In the Fifties, the relief pitcher made great strides in the world of baseball. He evolved from a necessary evil, that could be satisfied by any type of pitcher (your ace starter, your tail-end starter, the last man on the staff, etc.), to a key element of the pitching staff and even a star. Basically, the relief pitcher of the Fifties crawled out of the primordial sludge and stood upright for the first time-indulge me my metaphor.

In 1940, 44.30% of games were completed by the same pitcher who started the game. By 1950, that number had fallen slightly to around 40%. By 1960, the complete game percentage had fallen by a third to under 27%.

In 1940, 21% of all major-league pitchers were pure relievers, 7% were pure starters, and 72% were swingmen (i.e., both started and relieved). In 1950, those numbers were: 25% relievers, 4% starters, and 71% swingmen. By 1960, they were: 36% relievers, 2.5% starters, and 62% swingmen.

The number of saves went from 236 in 1940 to 289 in 1950 to 430 in 1960 (all with 16 teams).

The Fifties was the decade in which mindsets were altered as to what relievers could do and what they were about. The age of the swingman was dying. Roles were now becoming delineated more and more between pure relievers and pure starters.

However, much like Spinal Tap's druids, it could be still be said of relievers that, "No one knew who they were or what they were doing." Men were now tabbed for the relief role early on in their careers but few relievers were successful for more than a handful of years. Also, the best starters were still expected to complete their games, eliminating opportunities for closers (though the best starters at least did not relieve any longer). The quickening of the Fifties, led to more opportunity as well as a great deal of experimentation in the Sixties. Hey, experimentation was in the air in the Sixties everywhere.

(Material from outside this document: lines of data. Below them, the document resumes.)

PR #767, opened 2021-07-10
docs(no-obj-calls): add doc

magurotuna:
This commit adds documentation for the `no-obj-calls` rule and fixes behavior for an edge case where target built-in objects are shadowed by users.


bartlomieju (approved):
Good fix 👍

PR #82, opened 2020-04-06
Update fetch_file function

mdiazmel:
Update the `fetch_file` function, verify downloaded file with SHA256.


mdiazmel:
Hi @alexandreroutier, can you do a quick revision of this PR ! 
Thanks !

mdiazmel:
@alexandreroutier ,

> Can you confirm that the line cert = ssl.get_server_certificate(("aramislab.paris.inria.fr", 443)) is not needed anymore?

Yes, not needed anymore, however I have to find a better way to handle the access to an https server. For the moment, current implementation works.

> Is hashlib a standard package (to make sure we do not need to add it to requirements)?

Yes, it's in the Python standard library. 

> Of note, we should at least put CAT12 atlases on the server. As a result, this dependency would not be needed anymore 🙃 Do we plan this for the 0.4 release?

Good idea. I will open an issue with this, and we could add it to the roadmap for 0.4.

I will fix the typo and merge.

PR #83, opened 2020-04-06
point to clinica logo in aramis-lab repo

katjaq:
Now that the image is in your repo, you can show it from there :)
And I had to fix the hidden link for display on BrainWeb.
Thank you again for being part of BrainWeb. :)


mdiazmel:
Ok !

PR #94, opened 2020-05-14
CI modifications

mdiazmel:
This PR includes two main changes:

* Automatically generation of testing reports in order to be displayed in the CI interface
* Jenkinsfile modification. It allows to recreate the Python environment  if the requirement file  changes.


mdiazmel:
Hi,

> One final question before merging : I think `junit-xml` needs to be added to `requirements-dev.txt`, right?

No, `junit-xml` reporting feature comes out-of-the-box with Pytest. It uses the current requirements file.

In the 1960s, the evolutionary process would slow for a number of the indicators above. For example in the decade: Complete game percentages only dropped about 5%. The number of relievers increased by only 3%, relative to the number of all pitchers. The number of saves doubled (from 430 to 878), but the percentage of games that resulted in saves increased by only 5%. But the table had been set by the Fifties. The changes just kept coming. First, starters enjoyed a resurgence. Their numbers increased four-fold relative to all pitchers (from 2.5% to 10%). Swingmen were being reduced rapidly until they comprised just over 50% of all pitchers by 1970. This was the lowest total for them since the inception of unlimited substitution in 1891. The Sixties were also the first decade, in which the average reliever had a better ERA than the average swingman. The role of the swingman was becoming more and more marginalized.

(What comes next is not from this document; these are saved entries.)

PR #99, opened 2020-06-06
Update T1 linear default behavior

mdiazmel:
From now, the pipeline crops the input image using the template. 

If the option `--uncropped_image` is added to the command line, the image is not cropped.

### DIFF
--- a/clinica/pipelines/t1_linear/t1_linear_cli.py
+++ b/clinica/pipelines/t1_linear/t1_linear_cli.py
@@ -33,8 +33,8 @@ class T1LinearCLI(ce.CmdParser):
         optional = self._args.add_argument_group(PIPELINE_CATEGORIES['OPTIONAL'])
 
         optional.add_argument("-cp", "--uncropped_image",
-                              help='''Do not crop the image with template 
-                              (cropped image are suggested for using with DL 
+                              help='''Do not crop the image with template
+                              (cropped image are suggested for using with DL
                               models)''',
                               action='store_true',
                               default=False)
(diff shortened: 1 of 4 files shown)


mdiazmel:
Hi @alexandreroutier ,
This PR changes the default options for `t1_linear` pipeline. Can you take a look, please?
We should edit the the pipeline documentation/wiki.

clinica/pipelines/t1_linear/t1_linear_cli.py
```diff
@@ -32,8 +32,10 @@ def define_options(self):
         # Clinica optional arguments
         optional = self._args.add_argument_group(PIPELINE_CATEGORIES['OPTIONAL'])
 
-        optional.add_argument("-cp", "--crop_image",
-                              help='Crop the image using a template (suggested for using with DL models)',
+        optional.add_argument("-cp", "--uncropped_image",
```
alexandreroutier, line 35:
```suggestion
        optional.add_argument("-ui", "--uncropped_image",
```

alexandreroutier:
Hi @mdiazmel,

I noticed a flag to update. BTW, should a:
```python
parameters = {
    'uncropped_image': False
}
```
be present in instanciation tests? 

I just finished to update the Wiki page of `t1-linear` pipeline. Once the modification done, you can safely merge :)

Alex

mdiazmel:
Hi @alexandreroutier ,

> I noticed a flag to update. BTW, should a:
> 
> ```python
> parameters = {
>     'uncropped_image': False
> }
> ```
> 
> be present in instanciation tests?

If we want to be coherent with the non-regression tests, the answer is yes. In practice, it's not necessary because the default value for `uncropped_image` is `False`.

I'll add it for the sake of clearness on the instantiation tests.

PR #127, opened 2020-09-18
Simplify adni converter

### LINKED ISSUE #126: Diagnosis conversion for sessions of ADNI3
Hello,

It seems that there is an issue in the conversion of the diagnoses of ADNI3 sessions as the columns `adni_diagnosis_change` and `diagnosis` are empty in the tsv files at the session level.
This could be due to the fact that the columns `DXCHANGE` and `DXCURREN` in `DXSUM_PDXCONV_ADNIALL.csv` are all empty for ADNI3, and that the new column `DIAGNOSIS` should be used instead.
I will ask the question at https://groups.google.com/g/adni-data to have the confirmation and then we should change the converter.

14thibea:
This PR closes #126 and simplify the output files by removing the field `adni_diagnosis_change` as all the relevant information is now in `diagnosis`.


alexandreroutier:
Hi @14thibea,

This PR looks good to me.

Can we merge this PR?

14thibea:
Yes!
If you agree removing the column `adni_diagnosis_change` which is redundant with `diagnosis` now.

alexandreroutier (commented):
The simpler the better

PR #139, opened 2020-10-30
Solve minor issues on ADNI to BIDS conversion

14thibea:
Closes #101 and closes #71 .

PR #140, opened 2020-11-02
Diagnosis change

### LINKED ISSUE #131: Changes in diagnosis in recent versions of ADNI
Hello,

We found out that some diagnoses of ADNI participants changed in the recent version of raw data of ADNI. This could lead to  reproducibility issues.
We are currently discussing with the ADNI data user group to better understand these changes.

14thibea:
Closes #131 .

Actually the field `DX_bl` does not give the diagnosis at baseline but the diagnosis at screening (why the participant was recruited). It may happen that at baseline (ses-M00) the diagnosis is not the same as there are more tests that are performed. Then the diagnosis at baseline is more reliable than `DX_bl`.

I suggest in this commit to rename the field associated to `DX_bl` `diagnosis_sc` (instead of the previous confusing name `diagnosis_bl`). Then we should warn the users as the fields are changing.


alexandreroutier:
How did you modify the TSV file?

I don't why but it has been "one-lined" (see https://github.com/aramis-lab/clinica/pull/140/files).

14thibea:
The only change is the last line that was added:
` Diagnosis at screening	diagnosis_sc	AD=Alzheimer's disease - bvFTD=behavioral variant Fronto Temporal Dementia	string						DX_bl	ADNIMERGE.csv										`

alexandreroutier:
Since the merge of PR #139, this PR cannot be merged due to conflicts to the following files:
- `clinica/iotools/converters/clinical_data_bids_correspondence/clinical_data_bids_correspondence_participant.tsv`
- `clinica/iotools/data/clinical_specifications_adni.xlsx`

I don't know for you what will be the faster between rebasing on `upstream/dev` or making a new PR 🤔

alexandreroutier (approved):

14thibea:
I now really understand why we should only use TSV files and not Excel...
I will try to rebase, if the result is awful I will make a new PR.

PR #142, opened 2020-11-03
Change diagnosis at baseline in diagnosis at screening

### LINKED ISSUE #131: Changes in diagnosis in recent versions of ADNI

14thibea:
Closes #131  .

Actually the field `DX_bl` does not give the diagnosis at baseline but the diagnosis at screening (why the participant was recruited). It may happen that at baseline (ses-M00) the diagnosis is not the same as there are more tests that are performed. Then the diagnosis at baseline is more reliable than `DX_bl`.

I suggest in this commit to rename the field associated to `DX_bl` `diagnosis_sc` (instead of the previous confusing name `diagnosis_bl`). Then we should warn the users as the fields are changing.


alexandreroutier (approved):
All good!

PR #160, opened 2021-01-25
Add known failures + version folder in conversion_info

14thibea:
Add new failures after a conversion of a new batch of images from ADNI3.
A version folder is added in `conversion_info` to avoid to erase previous `*_paths.tsv`.


mdiazmel (commented):
Hi @14thibea ,

Thanks for this PR.  I ran the nonregression test locally and everything seems ok.

I just have one question that came up during the review: whats the behavior of the converters when the raw databases are pointed by symlinks (and also hardlinks)? I mean, what's the path written in the tsv files inside the `conversion_info` folder (symlink or real path)?

14thibea:
Hi @mdiazmel 

I just tested and the paths written use the symlink and not the real path. Do you think it should be changed?

mdiazmel:
> I just tested and the paths written use the symlink and not the real path. Do you think it should be changed?

Non, it's ok. Maybe add a comment about it, somewhere in the documentation (for example at the "Step 2: Path extraction" section of the appendix in `docs/Converters/ADNI2BIDS.md`).

14thibea:
It's done ! :)

mdiazmel (approved):
I'll merge this PR!

PR #161, opened 2021-02-02
Update t1-linear doc

mdiazmel:
Add tip in documentation for T1-Linear to emphasize that `clinica run t1-linear --help` will display all the possible options for this pipeline.


14thibea (approved):
Sounds good to me!
Now we should add the same things on `t1-linear` documentation of ClinicaDL.

mdiazmel:
Update t1-linear documentation command to get all the possible options.

PR #162, opened 2021-02-03
Add longitudinal analysis

14thibea:
This PR intends to add a longitudinal analysis in `check-missing-modality`.
Maybe it should be done in another iotool, but the reason it was done in `check-missing-modality` is that it uses the outputs of this function.


mdiazmel (approved):
I'll merge this one!

PR #165, opened 2021-02-22
Simplify Volume pipelines (Container, Nipype interfaces)

alexandreroutier:
Hi @mdiazmel,

You can find below the content of the PR:
- Remove redundant functions to get container from filename (`{pet-|t1}-volume`, `dwi-dti`)
- Improve some docstrings and f-strings formatting
- Migrate DWI-DTI pipeline to Black
- Simplify DWI-DTI pipeline: the pipeline now uses Nipype-ANTs interface instead of `os.command` calls. As a result, content of `dwi_dti_workflows.py ` was merged into `dwi_dti_pipeline.py` leading to a shorter file with same functionalities.

Best,
Alex

PS : I will make another PR for Black configuration as discussed and another one for DWI-Preprocessing.


clinica/pipelines/dwi_dti/dwi_dti_cli.py
```diff
@@ -4,46 +4,53 @@
...
-        self._name = 'dwi-dti'
+        self._name = "dwi-dti"
 
     def define_description(self):
         """Define a description of this pipeline."""
-        self._description = ('DTI-based processing of DWI datasets:\n'
-                             'http://clinica.run/doc/DWI_DTI')
+        self._description = (
+            "DTI-based processing of DWI datasets:\n"
+            "http://www.clinica.run/doc/Pipelines/DWI_DTI"
```
mdiazmel, line 15: Now that the documentation is stored in an alternative server, the url will be: https://aramislab.paris.inria.fr/clinica/docs/public/latest/Pipelines/DWI_DTI/
This change will be done also in another pipelines. Maybe we have to think about redirecting all the links automatically...

mdiazmel (commented):
Hi Alex,
Seem ok, just we have to figure out how we manage the urls pointing to the new documentation.

clinica/pipelines/dwi_dti/dwi_dti_cli.py
alexandreroutier: I have wrote an Issue about it (#170) which is independent of this PR (the URL was wrong since the beginning 😅 ).

mdiazmel:
I'll merge this PR.

Thanks @alexandreroutier !

PR #171, opened 2021-02-26
Roi extraction

14thibea:
This PR intends to add ROI extraction to a `deeplearning-prepare-data`.
The corresponding file must be transformed to use nipype.


14thibea:
Replaced by #214

PR #311, opened 2021-07-01
Use makedirs(folder, exist_ok=True) function

alexandreroutier:
Found a few ones :)


mdiazmel:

The changes were more subtle overall in the Sixties but the effects were more profound. The saves record changed hands 7 times between 1960 and 1973 (and by the end of the decade, they actually were recording saves as they occurred so I will remove the quotation marks from around the word record). The first 30-save man (Ted Abernathy) was born in 1965. The first man to appear in over 80 games in relief was John Wyatt in 1964 (six men exceeded 60 appearances that year). Wayne Granger appeared in 90 games in 1969. In the Fifties 300 relief appearances over the course of the decade were a lot. In the Sixties, five men exceeded 500 appearances, six men exceeded 400, and seventeen men, 300.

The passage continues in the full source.